PR #3693, opened 2026-09-10
fix(billing): stop the payment-method read storm that reds master

simlarsen:
## What is red

Only one workflow is failing on master: **Push Test Images to Docker Hub and GitHub Container Registry**, job `test-e2e-test-saas` — 5 of the last 5 master pushes. Everything else is green.

The other two recent reds were already fixed on master and are confirmed passing:

| Job | Failure | Status |
|---|---|---|
| Common Test | `SecurityEventLastErrorColumnWidth`, `GoogleSecOpsConnectionsErrors` suites failed to run | fixed by `0e3b36477d`, re-ran both — pass |
| App Test | `BackupCodesCardWiring` suite failed to run | self-healed, green since |
| test-e2e-test-self-hosted | `Passkeys.spec.ts:177` — `add-passkey` detached mid-click | fixed by `d4698a0806` (project auto-select was navigating the SPA off the page) |

## Root cause

`test-e2e-test-saas` last passed on 2026-09-08; `b240925c8c` (2026-09-09) then made `addTestPaymentMethod` mandatory for every project. It has been red ever since.

All 24 failures are the **first test of their describe block** — the `beforeAll` that enrols a card. The Playwright traces in the run artifact name the cause: every failing request takes 9–10 seconds and then answers 500.

```
GET  /api/billing/pay-as-you-go-status               500   9636ms
POST /api/billing-payment-methods/get-list?limit=1   500   9092ms
POST /api/billing-payment-methods/get-list?limit=10  500  10305ms
POST /api/telemetry-ingestion-key                    402  11587ms   <- succeeded, but only just
```

9–10s is `readPaymentProvider`'s own ladder — 4 attempts over 1s+2s+4s — running out. Stripe was rate-limiting for longer than the budget. A raw `StripeError` is not an OneUptime `Exception`, so it reached the express handler's fallback and became an opaque `{"error":"Server Error"}`.

The 27 "`*****4242` row never appeared" failures are the same thing one layer up — the `error-context.md` page snapshots show the payment-methods table rendering a **"Server Error"** row, in **27 of 27** cases.

What made the rate limit reachable is call volume. Every read of `BillingPaymentMethod` re-syncs it from Stripe — four payment-method types plus the customer, five reads — and one billing page render issues **two** list requests at once (the table, and the unfiltered count beside it). Ten reads fired together for a single page view, then each failure retried four more times.

## The fix

**Cut the volume** — overlapping re-syncs for a project collapse into one. Halves the provider reads per page render, and stops two concurrent hard-delete-then-reinsert passes racing over the same rows in Postgres. Nothing is cached beyond the in-flight window, so a card added a moment ago is still read fresh.

**Make the retry budget mean something** — honour Stripe's `Retry-After` instead of always doubling from 1s, plus one more attempt. Firing a whole ladder inside a window the provider already said was too small is what produced the flat 9–10s failures.

**Retry what is actually retryable** — 5xx and named transport failures, not only 429. A 400/401/404 still propagates untouched: that is this request being wrong, and renaming it would send the reader somewhere else.

**Configure the Stripe client** — `maxNetworkRetries: 2` and a 20s timeout. The SDK defaults to **zero** retries and an 80s timeout, so a dropped socket, a 409, or a `lock_timeout` that Stripe itself marks retryable was not retried at all.

**Stop answering an opaque 500** — an exhausted read is now a 503 naming the payment provider, so a transient upstream outage is distinguishable from a OneUptime defect.

**Capture the app container logs on e2e failure.** The stack behind every one of these 500s was already being logged — to a container whose logs CI threw away, which is why five consecutive red runs produced 86 identical unactionable lines. Both e2e jobs now dump the API-serving containers into `./E2E`, which the existing artifact upload already collects.

Deliberately **not** changed: `globalTimeout` and `retries` in `playwright.config.ts`. The suite blows its 90-minute ceiling *because* of these failures — widening either would turn CI green while leaving the billing page returning "Server Error" to real users.

## Verification

- `BillingServicePaymentMethodReads` — 47 pass, updated to state the new contract (retryable vs not, `Retry-After` preference, the delay ceiling) rather than the old 429-only one.
- New `BillingPaymentMethodServiceSync` — 4 pass, covering the single-flight window, that it does **not** cache past it (the "add a card, then look at the table" path), and that a failed sync does not strand later callers.
- Full billing surface: 13 suites, 385 tests, all passing.
- `tsc --noEmit` clean on Common; eslint clean on every changed file.

**What I could not verify:** `test-e2e-test-saas` only triggers on push to master and needs the Stripe test-mode secrets, so it cannot run on this PR — the fix is validated by unit tests and by the trace evidence above, not by a green run of the job itself.

Two things worth a maintainer's judgement, not changed here:
1. `test-release.yaml` has `concurrency: cancel-in-progress: true` and the job takes ~2.5h, so most master runs are cancelled by the next push. Even a correct fix may show up as "cancelled" rather than green.
2. If the job still fails after this, the uploaded `E2E/container-logs/app.log` will now contain the actual exception — that was the point of the log capture.

### DIFF
--- a/.github/workflows/test-release.yaml
+++ b/.github/workflows/test-release.yaml
@@ -969,7 +969,7 @@ jobs:
         run: |
           export $(grep -v '^#' config.env | xargs)
           export APP_TAG=${{needs.read-version.outputs.major_minor}}-test
-          docker compose -f docker-compose.dev.yml up --exit-code-from e2e --abort-on-container-exit e2e || (docker compose -f docker-compose.dev.yml logs e2e && exit 1)
+          docker compose -f docker-compose.dev.yml up --exit-code-from e2e --abort-on-container-exit e2e || (docker compose -f docker-compose.dev.yml logs e2e; bash ./Tests/Scripts/dump-container-logs.sh docker-compose.billing.yml; exit 1)
       - name: Upload test results
         uses: actions/upload-artifact@v4
         # Run this on failure
@@ -1046,7 +1046,7 @@ jobs:
         run: |
           export $(grep -v '^#' config.env | xargs)
           export APP_TAG=${{needs.read-version.outputs.major_minor}}-test
-          docker compose -f docker-compose.dev.yml up --exit-code-from e2e --abort-on-container-exit e2e || (docker compose -f docker-compose.dev.yml logs e2e && exit 1)
+          docker compose -f docker-compose.dev.yml up --exit-code-from e2e --abort-on-container-exit e2e || (docker compose -f docker-compose.dev.yml logs e2e; bash ./Tests/Scripts/dump-container-logs.sh docker-compose.yml; exit 1)
       - name: Upload test results
         uses: actions/upload-artifact@v4
         # Run this on failure
--- a/Common/Server/Services/BillingPaymentMethodService.ts
+++ b/Common/Server/Services/BillingPaymentMethodService.ts
@@ -9,10 +9,92 @@ import BadDataException from "../../Types/Exception/BadDataException";
 import Model from "../../Models/DatabaseModels/BillingPaymentMethod";
 import Project from "../../Models/DatabaseModels/Project";
 import CaptureSpan from "../Utils/Telemetry/CaptureSpan";
+import Dictionary from "../../Types/Dictionary";
+import ObjectID from "../../Types/ObjectID";
 
 export class Service extends DatabaseService<Model> {
   public constructor() {
     super(Model);
+  }
+
+  /*
+   * Every read of this model re-syncs it from the payment provider, and one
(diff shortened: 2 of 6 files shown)


simlarsen:

|---|---|---|---|---|---|---|
| :white_check_mark: | Open Source Security| 0 | 0 | 0 | 0 | [ 0 issues](https://app.snyk.io/org/oneuptime-RsC2nshvQ2Vnr35jHvMnMP/pr-checks/2e5779e9-d218-4a46-b407-a4e2bd1a1307?refs=e248b4fd4e413b99e64a3a0d3f22752e3f0eb9a2&source=prChecksComment) |

PR #3696, opened 2026-09-10
Talk to the OneUptime GitHub App from GitHub

simlarsen:

Talk to the OneUptime GitHub App from GitHub

### Small Description?

The GitHub App could open pull requests. It could not be **asked** for anything. This makes it interactive: you address it in an issue or pull request and it does the work there.

```text
@oneuptime review                                  →  a code review on this pull request
@oneuptime revise this — use exponential backoff   →  new commits on this PR's own branch
@oneuptime implement this                          →  a pull request that closes the issue
```

You can also hand it an issue without commenting: **assign the issue to its bot user**, or **add the repository's trigger label** (`oneuptime` by default). The label exists because GitHub will not let an app be an assignee on every repository — assignment is supported where it works, the label always works.

`@oneuptime help` / `status` / `cancel` are answered inline and never start an agent run, so they cost nothing and sit outside the fix-run budget.

It never merges, never approves, never force-pushes, and never opens a second pull request for a revision.

#### How it fits together

A verified webhook → parse → authorize → dedupe → a queued `AIRun` → the Runner does the work → a sweeper reports the outcome back into the thread.

- **Three new recipes** (`CodeFixTaskType`): `GitHubIssueFix`, `GitHubPullRequestRevision`, `GitHubPullRequestReview`, each with a Runner task handler over a shared `GitHubTaskHandlerBase`.
- **The conversation surface is a separate module from the code surface.** `GitHub.ts` stays "what the agent may change"; the new `GitHubConversation.ts` is "what the app may say", with its own narrower token scope. The two review independently.
- **The Runner never names a GitHub object.** Every new endpoint takes only a `taskId`; the server derives the repository, installation and issue/PR from the run's own stored context. A compromised worker can post a bad review on the pull request it was already given, and nothing else.
- **One command produces one comment**, edited in place as the run moves, so a long task never turns a PR into a status log.
- **The outcome is delivered by a sweeper**, not by whoever finalized the run. A run reaches a terminal state from five places, and posting from only some of them means the reply goes missing exactly when something went wrong. `reportedToGitHubAt` makes it idempotent, so a GitHub outage costs a minute rather than the reply.

#### Safety

- **Only write / maintain / admin collaborators can command it** — asked of GitHub's collaborator-permission API each time, preferring `role_name` so `triage` is never read as write. `author_association` on the payload describes past activity, not access, and is not used. Any failure answers "no permission".
- **A non-collaborator gets one 😕 reaction and no comment.** Replying would make the app a comment-poster any GitHub account can drive at a repository it cannot write to.
- **Comment loops** are cut three ways: bot senders are ignored before anything is parsed; mentions inside blockquotes (GitHub's "Quote reply" wraps the parent comment in `>`) and code fences are not commands; and nothing the app writes can contain a live mention of itself — every untrusted string it interpolates is blockquoted, and the composer's tests run each of its outputs back through the parser to prove it.
- **Installation binding is re-derived** through `GitHubInstallationBinding` at every point that mints a token or acts on a run — GHSA-xx95-gmcf-7q86's rule. That includes the new task-details endpoint and the outcome sweeper, both of which can run long after an app was uninstalled.
- **Untrusted GitHub text is secret-scrubbed** (`ToolResultSerializer.redact`) at the single point where it enters a run — instruction, issue body, PR description, diff hunks, comments. People paste tokens into issues.
- **Prompt injection** is handled where it can be: prompts fence the human's words and label them a *request*, the run's repository/branch/PR are fixed before the agent starts, and the real containment stays the existing workspace and command guards.

#### Bugs fixed on the way

- **Webhook signatures were verified against `JSON.stringify(req.body)`** — a re-serialization, not the bytes GitHub signed. Not a forgery hole (the HMAC is still keyed on the secret) but wrong twice over: verification only succeeded when the payload happened to be a parse/stringify fixed point, so a `\uXXXX` escape in an issue title, a renormalized number or any whitespace was silently rejected as "Invalid webhook signature"; and comparing a canonicalized re-serialization rather than the signed bytes is the parser-differential pattern signature checks exist to avoid. Now reads the raw body express already captures, and fails closed when it is absent.
- **No installation-token caching.** Answering one mention touches GitHub five or six times, each minting a fresh `ghs_` token. Now cached in-process — never in Redis, because an installation token is a live write credential for someone else's repositories.
- **Fork pull requests.** A fork's branch is not in the repository the installation can write to, so a "revision" would have failed or pushed a stray same-named branch into the base repo. Revisions of forks are refused up front with an explanation; reviews of them work from the base branch plus the diff, and the prompt says which it is looking at.
- `listIssueComments` read GitHub's first page — the oldest comments on a long thread, never the feedback that prompted the run. Now asks for the newest and hands them back oldest-first.

Several of these came out of the test suite itself: the tests were written first, found the bugs, and were then updated to pin the corrected behaviour.

#### Guardrails

GitHub commands share the project's existing daily fix-run budget and the per-repository open-PR cap. Reviews and revisions are **exempt from the PR cap** — neither adds to the review queue, and applying it would mean a repository at its cap could never have its existing AI pull requests improved or reviewed, which is the work that clears the cap. One live run per (repository, conversation, recipe).

Per repository, in **Code Repositories → Settings**: **Respond to GitHub Commands** (unset means enabled — nothing happens until somebody deliberately types the mention) and **GitHub Trigger Label**.

#### Migration

One migration adds two nullable columns to `CodeRepository`. Both nulls are meaningful and documented; no backfill.

#### Reviewer notes

- **Operators must subscribe the GitHub App to five webhook events** (Issue comment, Issues, Pull request, Pull request review, Pull request review comment) and grant **Issues: Read & write** — GitHub serves PR conversation comments from the issues API, so that one permission gates every reply the app writes. Both are documented; without them the app connects repositories as before and simply never responds, which is the most likely "the bot ignores me" support ticket.
- **The budget is shared, deliberately.** A chatty repository can starve the incident/alert fix lanes for the rest of the UTC day. Splitting it means a new project column and a second number for users to reason about — happy to follow up if you'd rather it were separate.
- **`@oneuptime cancel` is advisory.** It terminates the `AIRun`, but a Runner already mid-flight may have pushed. The wording says so ("anything already pushed stays pushed").

### Pull Request Checklist:

**1,025 tests, all passing:**

| Suite | Tests |
| --- | --- |
| `Common/Tests/Server/Utils/CodeRepository/` + `GitHubWebhookSignature` | 876 |
| `Runner/Tests/TaskHandlers/GitHub*` | 149 |

`tsc --noEmit` clean for Common, Runner and App; `eslint --fix` clean.

The suites deliberately pin the properties that fail *silently* if they regress: the loop guards, the authorization boundary, the branch a revision pushes to, the signature covering the real bytes, and the parser's mention boundary (an email address must never start a paid run).

### Related Issue?

None — this came from a direct request to make the GitHub integration interactive.

Not applicable — the surface is a GitHub thread. The two new settings live on **Code Repositories → the repository → Settings**, and there is a new docs page at `/docs/ai/github-app`.

### DIFF
--- a/App/FeatureSet/BaseAPI/Index.ts
+++ b/App/FeatureSet/BaseAPI/Index.ts
@@ -42,6 +42,7 @@ import AIAgentTaskAPI from "Common/Server/API/AIAgentTaskAPI";
 import AIAgentTaskLogAPI from "Common/Server/API/AIAgentTaskLogAPI";
 import AIAgentTaskPullRequestAPI from "Common/Server/API/AIAgentTaskPullRequestAPI";
 import AIAgentDataAPI from "Common/Server/API/AIAgentDataAPI";
+import AIAgentGitHubAPI from "Common/Server/API/AIAgentGitHubAPI";
 import CodeFixRunAPI from "Common/Server/API/CodeFixRunAPI";
 import LlmProviderAPI from "Common/Server/API/LlmProviderAPI";
 import DataSourceAPI from "Common/Server/API/DataSourceAPI";
@@ -5001,6 +5002,12 @@ const BaseAPIFeatureSet: FeatureSet = {
     app.use(
       `/${APP_NAME.toLocaleLowerCase()}`,
       new AIAgentDataAPI().getRouter(),
+    );
+
+    // The agent worker's protocol for GitHub-triggered runs.
+    app.use(
+      `/${APP_NAME.toLocaleLowerCase()}`,
+      new AIAgentGitHubAPI().getRouter(),
     );
 
     // Code Fix Runs (dashboard reads of CodeFix AIRuns + their event trails)
--- a/App/FeatureSet/Dashboard/src/Pages/CodeRepository/View/Settings.tsx
+++ b/App/FeatureSet/Dashboard/src/Pages/CodeRepository/View/Settings.tsx
@@ -36,6 +36,27 @@ const CodeRepositorySettings: FunctionComponent<
           },
           {
             field: {
+              isGitHubCommandsEnabled: true,
+            },
+            title: "Respond to GitHub Commands",
+            description:
+              "Let people work with the OneUptime GitHub App from GitHub itself — mention it on an issue or pull request, assign it an issue, or add the trigger label below. Only people with write access to the repository can command it, and it never merges anything. Leave on unless you want the app to stay silent here.",
+            fieldType: FormFieldSchemaType.Toggle,
+            required: false,
+          },
+          {
+            field: {
+              gitHubTriggerLabel: true,
+            },
+            title: "GitHub Trigger Label",
+            description:
+              "The issue label that hands an issue to the app. Adding it to an issue starts the same work a mention would — the reliable way to assign work to the app from the GitHub UI, since GitHub does not let an app be an assignee on every repository. Leave empty for 'oneuptime'.",
+            fieldType: FormFieldSchemaType.Text,
+            required: false,
+            placeholder: "oneuptime",
+          },
+          {
+            field: {
               maxOpenFixPullRequests: true,
             },
             title: "Max Open Fix Pull Requests",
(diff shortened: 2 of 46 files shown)


simlarsen:

|---|---|---|---|---|---|---|
| :white_check_mark: | Open Source Security| 0 | 0 | 0 | 0 | [ 0 issues](https://app.snyk.io/org/oneuptime-RsC2nshvQ2Vnr35jHvMnMP/pr-checks/753a5f0c-0f98-4a31-866c-a0456cdfbdae?refs=54f81c00e65925b3d39edac06d3f332579b463f2&source=prChecksComment) |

---+---

Please reproduce, exactly as they appear above, the lines from the line containing "- **Only write" up to and including the line containing "- **A non-collaborator".

The completed task:
- **Only write / maintain / admin collaborators can command it** — asked of GitHub's collaborator-permission API each time, preferring `role_name` so `triage` is never read as write. `author_association` on the payload describes past activity, not access, and is not used. Any failure answers "no permission".
- **A non-collaborator gets one 😕 reaction and no comment.** Replying would make the app a comment-poster any GitHub account can drive at a repository it cannot write to.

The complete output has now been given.